By Staff Writer | August 18, 2003

      By Stephen A. Blum

      With the closing of Global Radio, satellite radio in Europe will be limited to service from WorldSpace’s AfriStar bird for the foreseeable future. AfriStar was originally designed to serve Africa and the Middle East, but its L-band footprint is broad enough that listeners in most of Western Europe (south of Scandinavia) can receive a perfectly usable signal.

      When they can see the satellite, that is. With most of the Western European market located north of the 45th parallel, AfriStar has to overcome low look angles ranging from 25 to 35 degrees in most of the potential market.

      It’s a manageable problem for most listeners in fixed locations, such as homes or offices, but it is problematic for mobile listeners, particularly those whose driving habits keep them within a hundred kilometers or so of home and in the shadow of hills, looming buildings and narrow streets.

      Long haul truckers, recreational vehicle aficionados and others who spend many hours a week driving along open motorways and through largely undeveloped countryside have less of a problem with terrestrial obstructions, a greater need for satellite radio service, and presumably more tolerance for signal outages caused by low look angles.

      Market Segments

      The initial home and office market for satellite radio in Europe would be focused in two specific segments: consumers of audio programming, particularly information and niche music formats, and expatriates looking for news and entertainment in their native languages.

      If a satellite radio company, either WorldSpace or a new entrant, pursued the Western European home and office, and long-distance driving segments with a subscription-based service as effectively as XM Satellite Radio [Nasdaq: XMSR] and Sirius Satellite Radio [Nasdaq: SIRI] have attacked the United States, significant growth is possible.

      This forecast (see Table 1) assumes that enough sufficiently attractive programming is available to entice potential subscribers to sample the service at retail outlets and convince them to buy. It also assumes that the retail availability of satellite radio hardware is adequate, which might not prove to be the case. Although the European Union is gradually harmonizing consumer electronics distribution, retailing is predominantly organized along national lines, and favors small, independent retailers to a much greater degree than in the United States, where chain stores dominate.
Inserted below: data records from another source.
PR #3964, opened 2023-12-05
.Net: Remove CreateFunctionFromPromptXXXResource methods

### LINKED ISSUE #3951: CreateFunctionFromPromptYamlResource doesn't get the resource from the right assembly
If you try to use CreateFunctionFromPromptYamlResource, it throws an error because it looks for the resource in the Functions.Yaml assembly (not the developers current project)

markwallace-microsoft:
### Motivation and Context

Close #3951 

### Contribution Checklist

### DIFF
--- a/dotnet/src/Functions/Functions.Yaml/KernelFunctionYaml.cs
+++ b/dotnet/src/Functions/Functions.Yaml/KernelFunctionYaml.cs
@@ -1,7 +1,5 @@
 ﻿// Copyright (c) Microsoft. All rights reserved.
 
-using System.IO;
-using System.Reflection;
 using Microsoft.Extensions.Logging;
 using YamlDotNet.Serialization;
 using YamlDotNet.Serialization.NamingConventions;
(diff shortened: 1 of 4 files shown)


RogerBarreto (approved):

SergeyMenshykh (approved):

dotnet/src/Functions/Functions.Yaml/KernelFunctionYaml.cs
```diff
@@ -13,26 +11,6 @@ namespace Microsoft.SemanticKernel;
...
-    /// <param name="resourceName">Resource containing the YAML representation of the <see cref="PromptTemplateConfig"/> to use to create the prompt function</param>
-    /// <param name="promptTemplateFactory">>Prompt template factory.</param>
-    /// <param name="loggerFactory">The <see cref="ILoggerFactory"/> to use for logging. If null, no logging will be performed.</param>
-    /// <returns>The created <see cref="KernelFunction"/>.</returns>
-    public static KernelFunction FromPromptYamlResource(
-        string resourceName,
-        IPromptTemplateFactory? promptTemplateFactory = null,
-        ILoggerFactory? loggerFactory = null)
-    {
-        using StreamReader reader = new(Assembly.GetExecutingAssembly().GetManifestResourceStream(resourceName));
```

      The Tellus Venture Associates European satellite radio outlook model allows for a less efficient retail infrastructure, but the active cooperation of consumer electronics dealers cannot be guaranteed. The projections are not the result of an analysis of a particular system or business model, but instead a consideration of the prospects for generalized satellite radio technology and service. In any proposed satellite broadcasting venture, the devil is in the details, and seemingly trivial strategic choices can have a significant impact on subscriber prospects.
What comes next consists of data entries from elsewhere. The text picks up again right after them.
PR #3974, opened 2023-12-05
.Net Adding Kernel + Function.InvokeAsync<T>

### LINKED ISSUE #3863: .Net: Should the FunctionResult class be made generic instead of using GetResult<T>
If we changed `FunctionResult` to `FunctionResult<T>`, in the future, we could enable scenarios described in [option 3 of Roger's ADR](https://github.com/RogerBarreto/semantic-kernel/blob/baadfba005d92ccc76ef61a206c33a2860b81dbd/docs/decisions/0024-multi-modal-service-support.md#option-3---gives-back-what-you-asked). It would also drive further parallelism with `IAsyncEnumerable<T>` in the streaming code paths.

The new class would look something like this...

```csharp
public sealed class FunctionResult<T> : FunctionResult
{
    internal T? Value { get; private set; } = null;
    public T? GetValue()
    {
        if (this.Value is null)
        {
            return default;
        }

        return typedResult;
    }
    public FunctionResult(string functionName, T? value, CultureInfo culture)
        : this(functionName)
    {
        this.Value = value;
        this.Culture = culture;
    }
    {
        return ConvertToString(this.Value, this.Culture) ?? string.Empty;
    }
}
```

As a consequence (benefit?), the `InvokeAsync()` methods would need to be updated to `InvokeAsync<T>()` to match `InvokeStreamingAsync<T>()`.

In the future, the `InvokeAsync<T>()` method could use the generic to determine which type (if multiple are supported) to return back to the user.

RogerBarreto:
### Motivation and Context

Proposal to resolve the below issue.

Resolves #3863


dotnet/src/SemanticKernel.Core/Functions/KernelFunctionExtensions.cs
```diff
@@ -0,0 +1,50 @@
...
+    /// Invokes the<see cref="KernelFunction"/>.
+    /// </summary>
+    /// <param name="kernelFunction">The <see cref="KernelFunction"/> to invoke.</param>
+    /// <param name="kernel">The <see cref="Kernel"/> containing services, plugins, and other state for use throughout the operation.</param>
+    /// <param name="arguments">The arguments to pass to the function's invocation, including any <see cref="PromptExecutionSettings"/>.</param>
+    /// <param name="cancellationToken">The <see cref="CancellationToken"/> to monitor for cancellation requests. The default is <see cref="CancellationToken.None"/>.</param>
+    /// <returns>The provided generic typed result value of the function's execution.</returns>
+    /// <exception cref="ArgumentNullException"><paramref name="kernel"/> is null.</exception>
+    /// <exception cref="KernelFunctionCanceledException">The <see cref="KernelFunction"/>'s invocation was canceled.</exception>
+    public static async Task<T?> InvokeAsync<T>(
```
stephentoub, line 25: In all of these, I suggest renaming T to be TResult

dotnet/samples/KernelSyntaxExamples/Example03_Variables.cs
```diff
@@ -25,8 +25,20 @@ public static async Task RunAsync()
...
+        // ** Different ways of executing function with arguments **
 
-        Console.WriteLine(result.GetValue<string>());
+        // Specify and get the value type as generic parameter
+        var resultValue = await kernel.InvokeAsync<string>(textPlugin["AppendDay"], arguments);
+        Console.WriteLine($"string -> {resultValue}");
+
+        // If you need to access the result metadata, you can use the non-generic version to get the FunctionResult
+        var functionResult = await kernel.InvokeAsync(textPlugin["AppendDay"], arguments);
+        var metadata = functionResult.Metadata;
```
markwallace-microsoft, line 36: Do we need this?

markwallace-microsoft (approved):

dotnet/samples/KernelSyntaxExamples/Example03_Variables.cs
RogerBarreto: Added just to justify the `functionResult` usage according to the comment above.

I added all different ways you can retrieve the result, from common to most unlikely. We can remove if this is too much.

SergeyMenshykh (approved):

markwallace-microsoft (approved):

PR #3979, opened 2023-12-05
.Net Reorder Example Numbers

### LINKED ISSUE #3978: .Net: [Sample organization] Kernel Examples Have Numbering Gaps
# Problem

Current examples numbers have gaps, 

# Solution 

Reorder the existing ones for V1.

RogerBarreto:
### Motivation and Context

Resolves #3978


dotnet/samples/KernelSyntaxExamples/Example03_InlineFunctionDefinition.cs
```diff
@@ -7,7 +7,7 @@
 using RepoUtils;
 
 // ReSharper disable once InconsistentNaming
-public static class Example05_InlineFunctionDefinition
+public static class Example03_InlineFunctionDefinition
```
stephentoub, line 10: At a minimum the files should be renamed as well.

RogerBarreto: I'm going to put a hold on this PR until we are very close to v1 and have removed any invalid examples that may be still lurking around

markwallace-microsoft (commented):
@RogerBarreto I'm working on a PR to drop the numbering and instead categorise all of the samples. This is the plan agreed with Matthew to try make the samples easier to navigate. So I think we can close this PR.

RogerBarreto:
Dropping this as we will restructure the Examples.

      Europeans do not tend to drive as far or as frequently as North Americans, and growth prospects within the mainstream mobile users segment are more limited than in the United States. Still, a potential market exists (see Table 2).

      The Trouble With GEO

      A European satellite radio system that relies solely on geosynchronous satellites will have trouble extending its reach into the cars of average drivers. On the other hand, a geosynchronous-only system is cheaper to build and operate. One of the questions that WorldSpace or any other prospective European satellite radio operator must address is whether or not the size of the potential mainstream mobile segment justifies the additional investment and operating cost needed to effectively reach it.

      One solution is to take the route Sirius pioneered in the United States and Global Radio proposed to follow in Europe, which is to use a non-geosynchronous satellite constellation engineered to provide high look angles over northern latitudes. Sirius deployed three satellites in a Molniya orbit with 50- to 70-degree look angles over most of its service area. Global Radio intended to go even further, using a different, highly elliptical, three satellite orbital scheme that would have given most listeners a 70- to 80- degree shot to a satellite. The nearly straight up look angle was deemed necessary because European streets tend to be narrower than in the United States, with multi-story buildings squeezed close to the curb.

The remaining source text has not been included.